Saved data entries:
PR #621, opened 2023-08-08
multi: Autopilot session linking

ellemouton:
With this PR, we add the ability for a client to link a new autopilot session with
a previously revoked one. If this is done, then the same privacy mapper is used
for the linked sessions & the actions and rules db is also shared across sessions. 

## PR Flow: 

1. Update `autopilotserver.proto` to have the new fields required to link sessions. 
   These include the previous key along with a sig to prove ownership of the linked
   session.
2. update the autopilot server client to send the new fields if they are provided. 
    initially we do not provide them. 
3. Add `PrevLocalPub` and `GroupID` to the `Session` store. The `PrevLocalPub` 
    is the local public key of the session being linked to. The group ID is the local pub
    key of the very first session in the group of linked sessions. 
4. Update `litrpc`s `Session` and `AddAutopilotSessionRequest` messages to include 
    a `previous linked session key`. 
5. We need a mapping from session ID to group ID (one to one) and vice versa (one to 
    many) and so we add a new session-id-index to the firewall db. 
6. We then make sure to always write an entry to the new index when creating a session. 
7. Then we backfill all previous sessions so that there is an entry in the session-id-index for
    all sessions created prior to this PR. This is easy since currently the mapping is 
    one-to-one _both ways_. Only after this PR will the group-to-session index be one-to-many.
8. add a new `ListGroupActions` method to the firewall DB that allows us to query the DB
    for all actions of a specific _group_. 
9. Let the firewall query group actions instead of session actions. 
10. Allow ListActions rpc call to specify groupID. 
11. Let privacy map conversion rpc call specify groupID. 
12. let firewall get the correct privacy mapper by group ID on interception of calls. 
13. Finally, allow the client to link sessions via the cli. 

TODO:

- [ ] add pagination to the new ListGroupActions method (might not need to do this in this PR...).


bitromortac (commented):
First round done, it's a very impressive PR :1st_place_medal:, nice commit structure! Will also do manual tests in the next round.

session_rpcserver.go
```diff
@@ -317,12 +319,21 @@ func (s *sessionRpcServer) AddSession(_ context.Context,
...
-		uniquePermissions, caveats, nil, false,
+		uniquePermissions, caveats, nil, false, nil,
 	)
 	if err != nil {
 		return nil, fmt.Errorf("error creating new session: %v", err)
 	}
 
+	// Ensure that the session ID to group ID index is updated with the
+	// new pair before storing the session.
+	err = s.cfg.sessionIDIndex.AddSessionAndGroupIDPair(
```
ViktorTigerstrom, line 330: Hmm what if this succeeds when we have multiple linked sessions, and we successfully store the `session_id` for the `group_id` fin the index db, and then `s.db.StoreSession(sess)` below fails.
We'll then have a stored `session_id` in the index for the group that no longer exists, and also the latest sequence number in the index will be pointing to a non existing session.
Currently, this isn't an issue as I see that `ListGroupActions` won't fail due to this and the `GetSessionIDs` function isn't used outside of tests. But I see a risk that we will expand the use of the `GetSessionIDs` function and that people will expect that the results always points to existing sessions, or that we add a `GetLatestSessionIdForGroup` function to the index db that gets the `session_id` for the highest `sequence`, which then might be a non existing session.

So if we want to keep it as is, I think we should at least add comments to the indexes and the `GetSessionIDs` that there's no guarantee that the stored `session_ids` in the index maps to existing stored sessions.

session_rpcserver.go
```diff
@@ -979,16 +1011,62 @@ func (s *sessionRpcServer) AddAutopilotSession(ctx context.Context,
...
+	var linkSig []byte
+	if prevSess != nil {
+		msg := sess.LocalPublicKey.SerializeCompressed()
+		linkSig = ecdsa.Sign(prevSess.LocalPrivateKey, msg).Serialize()
+	}
+
+	// Ensure that the session ID to group ID index is updated with the
+	// new pair before storing the session or writing any values to the
+	// privacy mapper.
+	err = s.cfg.sessionIDIndex.AddSessionAndGroupIDPair(
```
ViktorTigerstrom, line 1061: Same comment as above here, that this might successfully store this in the index, but then fail below :).

session_rpcserver.go
```diff
@@ -979,16 +1011,62 @@ func (s *sessionRpcServer) AddAutopilotSession(ctx context.Context,
...
+
+		prevSess, err = s.db.GetSession(prevPub)
+		if errors.Is(err, session.ErrSessionNotFound) {
+			return nil, fmt.Errorf("linked session(%x) not found",
+				req.PrevLocalPub)
+		} else if err != nil {
+			return nil, err
+		}
+
+		if prevSess.State != session.StateRevoked &&
```
ViktorTigerstrom, line 1032: Shouldn't we check here that there's no active session for whole group, and not just that the session for the `prevPub` isn't active? Else this will allow people to set the `PrevLocalPub` to an old session in the group that has already been replaced by a new session, and this will instead fail in on the `AutoPilot` server side. I think we should have checks on both the client + server side?

session_rpcserver.go
```diff
@@ -1219,13 +1227,17 @@ func (s *sessionRpcServer) marshalRPCSession(sess *session.Session) (
 			for feature, rules := range info.FeatureRules {
 				ruleMap := make(map[string]*litrpc.RuleValue)
 				for name, rule := range rules {
-					val, err := s.cfg.ruleMgrs.InitRuleValues(name, []byte(rule))
+					val, err := initRuleValues(
```
ViktorTigerstrom, line 1308: Just a question so I understand for my own future PRs, when is it ok to add these types of just code reformatting changes that isn't strictly related to the commit they're included to into a commit that's touching related code, and when should they be added to a separate commit? Is it mainly if it's in the same file and it's just 1-2 lines of code fixes, or where do we normally draw the line :)?

ViktorTigerstrom (commented):
First round of code review looks good :fire: :rocket:!! Really nice PR. 

Will also do more deep manual testing for next round :)!

bitromortac (commented):
Nice, this looks very close :rocket:. Tested out the migration manually, also tried to go back to an older code version, which was prevented as expected.

session_rpcserver.go
ellemouton: ok i've added option 2 in the commit before this one 🤓

ellemouton (commented):
thanks for the review so far @ViktorTigerstrom & @bitromortac !!

I've updated accordingly. 

I've added one new commit called `session: add session ID to Key index`

session_rpcserver.go
ViktorTigerstrom: Got it! Yeah agree that sqlite would make this so much easier! We should really migrate :)

session_rpcserver.go
ViktorTigerstrom: Awesome, thanks! Agree that this is the best option for now :)!
I guess the only case this can happen now is if a user tries to link a session to a group where all sessions are expired, but then doesn't link the latest session in the group, but a previous one. That will succeed here, but fail on the `AutoPilot` server side. Though I think that's a fair tradeoff to not add checks for that in LiT and instead just error on the `AutoPilot` server side.

firewalldb/session_id_index.go
```diff
@@ -0,0 +1,164 @@
...
+
+	"github.com/lightninglabs/lightning-terminal/session"
+	"go.etcd.io/bbolt"
+)
+
+/*
+	The session ID index DB has the following structure:
+
+	session-id-index -> session-to-group -> <session id> -> <group id>
+			 -> group-to-session -> <group id>   -> sequence -> session id
```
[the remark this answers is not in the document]
ViktorTigerstrom: Thanks :)

session_rpcserver.go
ViktorTigerstrom: Ok thanks! Will keep this as the guideline going forward :)!

ViktorTigerstrom (commented):
New changes looks great! Still manually not done with second round of reviewing, but reviewing the changes first :)

Leaving one comment regarding an issue introduced with the latest push.

session_rpcserver.go
```diff
@@ -979,16 +1016,83 @@ func (s *sessionRpcServer) AddAutopilotSession(ctx context.Context,
...
+		if err != nil {
+			return nil, err
+		}
+
+		// Now, check that they are all revoked or expired.
+		for _, id := range prevSessionIDs {
+			prevSess, err := s.db.GetSessionByID(id)
+			if err != nil {
+				return nil, err
+			}
```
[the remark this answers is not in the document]
ellemouton: ah! yeah true 😂  good catch! will update tomorrow.

ellemouton:
gonna add something else shortly 🤓

session_rpcserver.go
ellemouton: Ok cool - this should no longer be an issue with the latest update :)

ellemouton:
Ok ya'll! thanks for your patience! The PR has been updated quite a bit. Here are the changes:

- a session ID to session local pub key index is added to the session store. 
- the session ID to group ID and group ID index that was originally in the firewall DB is now in the session store. This makes things a lot simpler and more idempotent. 
- an index from previous session ID to linking session ID is added to the session store. This makes it quick to check that no other session has linked to the one you are trying to link to.
- finally, to link a session from the CLI, you now specify the prev session ID (instead of the prev local pub)

session_rpcserver.go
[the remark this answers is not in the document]
ellemouton: think this is now fine with latest updates :)

ellemouton:
ok I tacked on a temporary commit here now labeled `temp:...` i'll squash it in in a nicer way tomorrow

session/store.go
```diff
@@ -13,22 +14,59 @@ var (
...
 // getSessionKey returns the key for a session.
 func getSessionKey(session *Session) []byte {
 	return session.LocalPublicKey.SerializeCompressed()
 }
 
-// StoreSession stores a session in the store. If a session with the
-// same local public key already exists, the existing record is updated/
-// overwritten instead.
-func (db *DB) StoreSession(session *Session) error {
+func (db *DB) CreateSession(session *Session) error {
```
ViktorTigerstrom, line 69: Really nice work finding this issue 🚀 🔥!!
Not sure if this is just cause this is a temporary commit and you intend to fix this soon, but I think the `Store` interface also needs to be updated with the `CreateSession` & `UpdateSessionRemotePubKey` functions, and the removal of the `StoreSession` function.
These two new functions also need to have some docs added :)!

ViktorTigerstrom (commented):
Really nice updates!! Thinks became so much cleaner once the indexes are stored in the same file as the sessions 🚀 🔥 🚀 !!

Unfortunately though, I realised an issue that exists that'll likely require some redesigning... Sorry to find this one out so late in the review cycle. I've explained the issue in my first comment of this review.

session/store.go
ellemouton: It's a temp commit meaning that it is just for functionality rn and that it will be cleaned up later as mentioned offline 👍

session_rpcserver.go
```diff
@@ -1015,7 +1075,7 @@ func (s *sessionRpcServer) AddAutopilotSession(ctx context.Context,
 	// We only persist this session if we successfully retrieved the
 	// autopilot's static key.
 	sess.RemotePublicKey = remoteKey
-	if err := s.db.StoreSession(sess); err != nil {
+	if err := s.cfg.db.CreateSession(sess); err != nil {
```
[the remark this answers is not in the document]
ellemouton: updated to link via group ID

session_rpcserver.go
```diff
@@ -979,16 +998,57 @@ func (s *sessionRpcServer) AddAutopilotSession(ctx context.Context,
...
+		} else if err != nil {
+			return nil, err
+		}
+
+		// Now we need to check that the linked session is no longer
+		// active.
+		if prevSess.State != session.StateRevoked &&
+			prevSess.State != session.StateExpired {
+
+			return nil, fmt.Errorf("linked session(%x) "+
```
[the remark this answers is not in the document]
ellemouton: >  Perhaps we can allow revoking of sessions through the session_id in a later PR as well :

Yes was gonna add this to this PR but think it is better to just do it in a follow up to not expand the scope too much. Think we should provide a way to revoke by both session_ID and group ID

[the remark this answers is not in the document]
ellemouton: > (Image if the user has 100s of sessions linked)

Yeah but it will be the latest session in the group. So not too hard to grep for at the moment. Can add helpers for this later

ellemouton:
re-requesting since the change to only link by group ID. 

Requesting from @guggero  for architectural ACK

session/interface.go
```diff
@@ -141,4 +141,7 @@ type Store interface {
 	// to the session with the given local pub key.
 	UpdateSessionRemotePubKey(localPubKey,
 		remotePubKey *btcec.PublicKey) error
+
+	// GetSessionByID fetches the session with the given ID.
+	GetSessionByID(id ID) (*Session, error)
```
guggero, line 174: Since a session is only 4 bytes, there could be collisions... Do we need to return multiple sessions and then do the final comparison on the actual unique identifier which is the local key?

session/migration1/id_to_key_index.go
```diff
@@ -0,0 +1,71 @@
...
+		if err != nil {
+			return err
+		}
+
+		idBkt, err := idIndexBkt.CreateBucket(session.ID[:])
+		if err != nil {
+			return err
+		}
+
+		return idBkt.Put(sessionKeyKey[:], key)
```
guggero, line 69: So this won't work if there are multiple sessions with the same ID (because of collisions). Or do we make sure we don't generate colliding session IDs somewhere else?

session_rpcserver.go
```diff
@@ -997,16 +998,78 @@ func (s *sessionRpcServer) AddAutopilotSession(ctx context.Context,
...
+	// session's public key in order to prove to the Autopilot server that
+	// the two session's belong to the same owner.
+	var (
+		linkSig        []byte
+		prevSessionPub *btcec.PublicKey
+	)
+	if linkedGroupID != nil {
+		privKey := linkedGroupSession.LocalPrivateKey
+		msg := sess.LocalPublicKey.SerializeCompressed()
+		linkSig = ecdsa.Sign(privKey, msg).Serialize()
```
guggero, line 1067: `Sign()` signs over a message hash, not the message itself. So we should hash it first.

session/migration1/id_to_key_index.go
ellemouton: think this is addressed now with the latest push

session/interface.go
ellemouton: addressed with latest push

session/migration1/interface.go
```diff
@@ -0,0 +1,121 @@
...
+	privateKey, err := btcec.NewPrivateKey()
+	if err != nil {
+		return nil, fmt.Errorf("error deriving private key: %v", err)
+	}
+	pubKey := privateKey.PubKey()
+
+	// NOTE: after this migration, no new sessions use the first 4 bytes of
+	// the serialised pub key for the macaroon root key. After this
+	// migration, bytes 1-4 are used (instead of 0-3) this is so that we
+	// get the full 4 byte entropy instead of waisting one byte on the 0x02
```
ViktorTigerstrom, line 86: nit:
```suggestion
	// get the full 4 byte entropy instead of wasting one byte on the 0x02
```

session/migration1/id_to_key_index.go
```diff
@@ -0,0 +1,150 @@
...
+
+		// Sort the sessions from oldest to newest.
+		sort.Slice(sessions, func(i, j int) bool {
+			return sessions[i].createdAt.Before(
+				sessions[j].createdAt,
+			)
+		})
+
+		// For each session other than the newest one, we ensure that
+		// the session is revoked.
```
ViktorTigerstrom, line 117: Should we add a comment explaining why we need to revoke the sessions which aren't the newest one, ie. due to the potential of collisions previously.

session_rpcserver.go
```diff
@@ -315,15 +309,31 @@ func (s *sessionRpcServer) AddSession(_ context.Context,
...
 	)
 	if err != nil {
+		cancelIDRes()
+
 		return nil, fmt.Errorf("error creating new session: %v", err)
 	}
 
-	if err := s.db.StoreSession(sess); err != nil {
+	if err := s.cfg.db.CreateSession(sess); err != nil {
 		return nil, fmt.Errorf("error storing session: %v", err)
```
ViktorTigerstrom, line 337: Should we also add `cancelIDRes()` here? As the `db.Update` that deletes the reservation in `CreateSession` won't be committed if `CreateSession` errors.

session_rpcserver.go
```diff
@@ -979,43 +1015,130 @@ func (s *sessionRpcServer) AddAutopilotSession(ctx context.Context,
...
+
 		return nil, fmt.Errorf("error registering session with "+
 			"autopilot server: %v", err)
 	}
 
 	// We only persist this session if we successfully retrieved the
 	// autopilot's static key.
 	sess.RemotePublicKey = remoteKey
-	if err := s.db.StoreSession(sess); err != nil {
+	if err := s.cfg.db.CreateSession(sess); err != nil {
```
ViktorTigerstrom, line 1141: Same here, should we add `cancelIDRes()`?

ViktorTigerstrom (commented):
Amazing work :rocket: :fire: 🚀 !!!!! LGTM, I'd just like to do some final manual testing before lunch tomorrow, before I hit the approve button 🚀!

session_rpcserver.go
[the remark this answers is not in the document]
ViktorTigerstrom: > Think we should provide a way to revoke by both session_ID and group ID

Agree, let's leave this for a follow-up :)!

session/migration1/id_to_key_index.go
ellemouton: good idea - adding!

session_rpcserver.go
ellemouton: indeed! good catch. I think im just doing to change it to a `defer` instead so that we never forget to call it if we exit before creating the session. If the session does get created successfully then the `defer cancelIDRes` will be a no-op :+1:

session_rpcserver.go
ellemouton: updated!

session_rpcserver.go
ellemouton: fixed! thanks for this catch

session/macaroon.go
```diff
@@ -127,3 +128,26 @@ func RootKeyIDFromMacaroon(mac *macaroon.Macaroon) (uint64, error) {
...
+	}
+
+	pubKey := privateKey.PubKey()
+
+	// NOTE: we use bytes [1:4] of the serialised public key to create the
+	// macaroon root key base along with the Session ID. This will provide
+	// 4 bytes of entropy. Previously, bytes [0:3] where used but this
+	// resulted in lower entropy due to the first byte always being either
+	// 0x02 or 0x03.
+	copy(id[:], pubKey.SerializeCompressed()[1:4])
```
guggero, line 150: I'm pretty sure this needs to be `pubKey.SerializeCompressed()[1:5])`, otherwise we only get 3 bytes. The second index is _exclusive_. So the comment should be updated to read `Previously, bytes [0:4] were used` as well.

Maybe we should add a debug log here to show the new generated ID, just as a visual check when testing.

session/migration1/id_to_key_index.go
```diff
@@ -0,0 +1,155 @@
...
+
+		session, err := DeserializeSession(
+			bytes.NewReader(sessionBytes),
+		)
+		if err != nil {
+			return err
+		}
+
+		var id ID
+		copy(id[:], key[0:4])
```
guggero, line 74: This is correct, re my comment above.

session_rpcserver.go
```diff
@@ -315,9 +315,26 @@ func (s *sessionRpcServer) AddSession(_ context.Context,
 		}
 	}
 
+	// Reserve Session Key & ID.
+	id, localPrivKey, err := s.db.ReserveNewSessionID()
```
guggero: We could just hold a session mutex in the session RPC server to avoid needing another reserve construct. That way only one session could be created at a time.

guggero (commented):
Looks very good! Thanks for the quick update.

There's just a small thing with the length of the session ID, other than that LGTM :tada:

ViktorTigerstrom (approved):
tACK LGTM after addressing Oli's comment regarding the last byte of the session id not getting assigned 🚀:fire::rocket:!! Great work!! Can confirm that the last byte of the session id always gets set to `00` currently which i noticed during my testing :).

guggero (approved):
aACK, things around the session ID collision look good, very nice work :100:

bitromortac (approved):
tACK :rocket::rocket: strong work :muscle:!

- [Requirement]: Reproduce every line from the preceding data in which the word "indexes" can be found.

- [Answer area]:
So if we want to keep it as is, I think we should at least add comments to the indexes and the `GetSessionIDs` that there's no guarantee that the stored `session_ids` in the index maps to existing stored sessions.
Really nice updates!! Thinks became so much cleaner once the indexes are stored in the same file as the sessions 🚀 🔥 🚀 !!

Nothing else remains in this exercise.